I jerked his head back, slashed across his throat, then laid him quietly on the landing.
“My god, Stuart, I never heard you.”
“Neither did they. They were focused on your thoughts. They assumed no one else was around since they are smarter than anyone in 1886.” I shook my head. Did I really say that?
Smiling, Loretta said I was too big for the time adjustor, thus I gave her a contact in London, a young writer I had met some weeks ago at one of my soirees, Herbert Wells, who knew others who thought about fantastic things, a few of whom would definitely want to take a time trek.
And that empty left hand? She took an object out of her pocket. It was some kind of a glassy object about the size and shape of a billfold. It was used in her world for communications, she explained, unsafe communication as the government recorded every message exchanged—and their minions would come looking for you if your messages did not continue to appear as expected. She had had two hours in which to make her escape to 1886. Loretta had come to 1886 because of an encyclopedic entry about me she had discovered on her communicator. Me? In 150 years? That’s more remarkable than time travel. (I did not ask if she knew the date of my death.)
Pressing some 1886 English currency in her hand, I placed her on the train for Calais to meet the boat crossing to England. Loretta threw her arms around my neck. “I will remember you, Stuart. 1886 has been an education in genuine freedom…and in humility.”
There was a note waiting for me when I returned to my Club in London four days later.
Two men are returning with me. They call the time adjustor a time machine. How odd.

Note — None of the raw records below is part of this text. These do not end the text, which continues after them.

PR #4434, opened 2026-04-23
[MAT2867][BpkScrim] fix: prevent scroll-jump when opening/closing modal on iOS

lynn-sc:
Remove `requestAnimationFrame` / `setTimeout` wrappers in `withScrim` so that `storeScroll`, `fixBody`, and `lockScroll` run synchronously on mount. This ensures the body is locked before the first paint, eliminating the visible scroll-jump when opening a modal on iOS. On unmount, `unfixBody` is now called before `restoreScroll` to prevent a second visual jump on close. `lockScroll` also gains `touch-action: none` and `overscroll-behavior: contain` to block iOS rubber-band overscroll.

**Before**

https://github.com/user-attachments/assets/317fa87c-4bfa-451f-86e9-8636a9e92ed6

**After**

https://github.com/user-attachments/assets/184ac1eb-0b64-436e-9919-55a8e11361b8

- [ ] Component `README.md`
- [x] Tests
- [ ] Accessibility tests

### DIFF
--- a/packages/bpk-scrim-utils/src/scroll-utils.tsx
+++ b/packages/bpk-scrim-utils/src/scroll-utils.tsx
@@ -77,6 +77,10 @@ export const fixBody = () => {
     return;
   }
 
+  // Set top before position:fixed so the browser doesn't jump to scrollY=0.
+  // scrollOffset is captured by storeScroll() immediately before this call.
+  body.style.top = `-${scrollOffset}px`;
+  body.style.width = '100%';
   body.style.position = 'fixed';
 };
 
@@ -88,6 +92,8 @@ export const unfixBody = () => {
   }
 
   body.style.position = '';
+  body.style.top = '';
+  body.style.width = '';
 };
 
 export const lockScroll = () => {
@@ -101,6 +107,11 @@ export const lockScroll = () => {
 
   body.style.overflow = 'hidden';
   body.style.paddingRight = paddingRight;
+  // On iOS, `overflow: hidden` alone does not prevent touch-scroll or rubber-band
+  // overscroll on the body. `touch-action: none` blocks scroll gestures and
+  // `overscroll-behavior: contain` stops overscroll chaining to the viewport.
+  body.style.touchAction = 'none';
+  body.style.overscrollBehavior = 'contain';
 };
 
 export const unlockScroll = () => {
@@ -112,4 +123,6 @@ export const unlockScroll = () => {
 
   body.style.overflow = '';
   body.style.paddingRight = '';
+  body.style.touchAction = '';
+  body.style.overscrollBehavior = '';
 };
--- a/packages/bpk-scrim-utils/src/scroll-utils.tsx
+++ b/packages/bpk-scrim-utils/src/scroll-utils.tsx
@@ -98,6 +98,12 @@ export const unfixBody = () => {
   body.style.width = '';
 };
 
+// Locks background scroll on the body. Safe to call on all platforms.
+//
+// Sets `overflow: hidden` to prevent the page behind a modal from scrolling,
+// compensates for the hidden scrollbar with `padding-right`, and applies
+// `overscroll-behavior: contain` to stop scroll chaining from modal content to
+// the viewport. None of these block user touch gestures.
 export const lockScroll = () => {
   const body = getBodyElement();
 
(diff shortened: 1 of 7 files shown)


packages/bpk-scrim-utils/src/withScrim.tsx
```diff
@@ -126,8 +118,10 @@ const withScrim = <P extends object>(
       const applicationElement = getApplicationElement();
 
       if (isIphone || isIpad) {
-        setTimeout(restoreScroll, 0);
+        // unfixBody before restoreScroll: restoring scroll while body is still fixed
+        // prevents a second visual jump on close.
         unfixBody();
+        restoreScroll();
       }
       unlockScroll();
```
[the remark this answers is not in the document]
lynn-sc: https://github.com/Skyscanner/backpack/pull/4434/changes#diff-e0df0a54c1f3ab77718a532ab6ac6a4896e0cc19d34ee9a86a751e976e005a44R73

packages/bpk-scrim-utils/src/scroll-utils.tsx
```diff
@@ -112,4 +129,33 @@ export const unlockScroll = () => {
...
+  body.style.overscrollBehavior = previousOverscrollBehavior;
+};
+
+// Blocks touch gestures on the body via `touch-action: none`. iOS-only.
+//
+// On iOS Safari, `overflow: hidden` alone does not stop touch-scroll or
+// rubber-band overscroll on the body — `touch-action: none` is needed. Do NOT
+// call this on non-iOS platforms: `touch-action` combines with descendants'
+// effective touch-action, so setting `none` on body blocks touch scrolling in
+// any modal content that doesn't explicitly declare its own `touch-action`.
```
Faye-Xiao, line 163: The comment here already mentions that modal content needs to explicitly declare its own `touch-action` to stay scrollable. But I think `BpkModalInner.module.scss` and `BpkDrawerContent.module.scss` are not updated in this PR — both `__content` containers only have `overflow-y: auto` without `touch-action: pan-y`. So on iOS, users won't be able to scroll content inside a modal by touch after this change. Could we add `touch-action: pan-y t`o those scroll containers in the same PR, or at least track it as a follow-up?

packages/bpk-scrim-utils/src/scroll-utils.tsx
```diff
@@ -17,6 +17,8 @@
  */
 
 let scrollOffset = 0;
+let previousTouchAction = '';
+let previousOverscrollBehavior = '';
```
Faye-Xiao: These module-level variables work fine for a single scrim, but there is a case where they can go wrong. Backpack has an official `Nested` story in `BpkModal.stories.tsx` where two modals are open at the same time. When the inner modal mounts, it overwrites `previousTouchAction` with 'none' (because the outer modal already set it). Then when the outer modal unmounts, it restores `body.touchAction` to `'none' `instead of ''. After both modals are closed, `touch-action: none` stays on the body permanently and the whole page stops responding to touch. Is this a known limitation, or should we handle nested scrims here?

packages/bpk-scrim-utils/src/scroll-utils.tsx
lynn-sc: Added intentionally to counteract a side effect of lockTouchAction(). That function sets touch-action: none on <body> to block iOS rubber-band overscroll on the background — but touch-action propagates down the ancestor chain, which would also block touch-scrolling inside the modal content area. Adding pan-y on .bpk-scrim-content re-enables vertical scrolling there. It works because .bpk-scrim-content has overflow: auto, making it a scroll container and a boundary in the touch-action inheritance chain — the pan-y overrides the none from body for this subtree only.

packages/bpk-scrim-utils/src/scroll-utils.tsx
lynn-sc: Good catch — this is a real bug. Fixed in the latest commit with reference counting: each lock type (**lockTouchAction, lockScroll, fixBody**) now has its own depth counter. Save/restore only runs at the 0→1 and 1→0 transition, so nested mounts just bump the counter without clobbering the outer scrim's saved value. Also added a guard in **storeScroll** to skip when **fixBodyDepth > 0** (body is already **position: fixed** so **pageYOffset** reads 0 and would corrupt the outer scroll offset). Regression tests covering the Nested story scenario are added in **scroll-utils-test.ts.**

Faye-Xiao (approved):
LGTM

Perhaps — another evening?
Perhaps — another time?
Seeing Loretta’s note sticking out under a book at the edge of my desk caused me to reflect on what I’ve written above. I went off to track down Herbert Wells. He mangled my thoughts with one word.
In answer to my question regarding Loretta, Wells answered, “Who?” He had never met the woman I described, and neither had any of his friends, though he thought my story a bit too fantastic, but still intriguing. Time travel. Wells shook his head. History is fixed, he commented. Time travel would be a meaningless plot device.
So, who had I killed—-and for what purpose? I was defending a defenseless woman—I thought—-a time traveler, no less. But two men were dead. I sent a cable to a friend in Paris, Brice Dominque, a writer for a political magazine, asking if he had seen or heard any news about two murdered men. I gave him the general location.
Three days later, just before I left my Club for Paddington station to travel to the West Country to perform two soirees, I received a letter.
Stuart, he wrote, how did you know? The government is trying to keep it quiet. When I asked a friend in the nearest precinct to the location you described, he regarded me with decided suspicion. Two members of the Deuxieme Bureau were tracking a notorious female Czarist assassin noted for her quick skill with a knife, always with her left hand, but were apparently killed by her backups. Some evidence was found establishing her presence at the site of the killing, but she had vanished.
Your thought reading, Stuart, will be the death of you yet. Watch your back, Brice.
Loretta’s story was bizarre, but as I dealt regularly with the bizarre being, after all, a thought reader, her story of time travel carried some attractive element of—-of, well, legitimacy. But, as the train pulled out of Paddington, leaning back in my seat, I realized she had read me better than I had read her, and quicker as well, which had led to my gallantly taking two innocent lives.
Time travel. Wells was right. No writer would waste his time on such a pathetic plot line.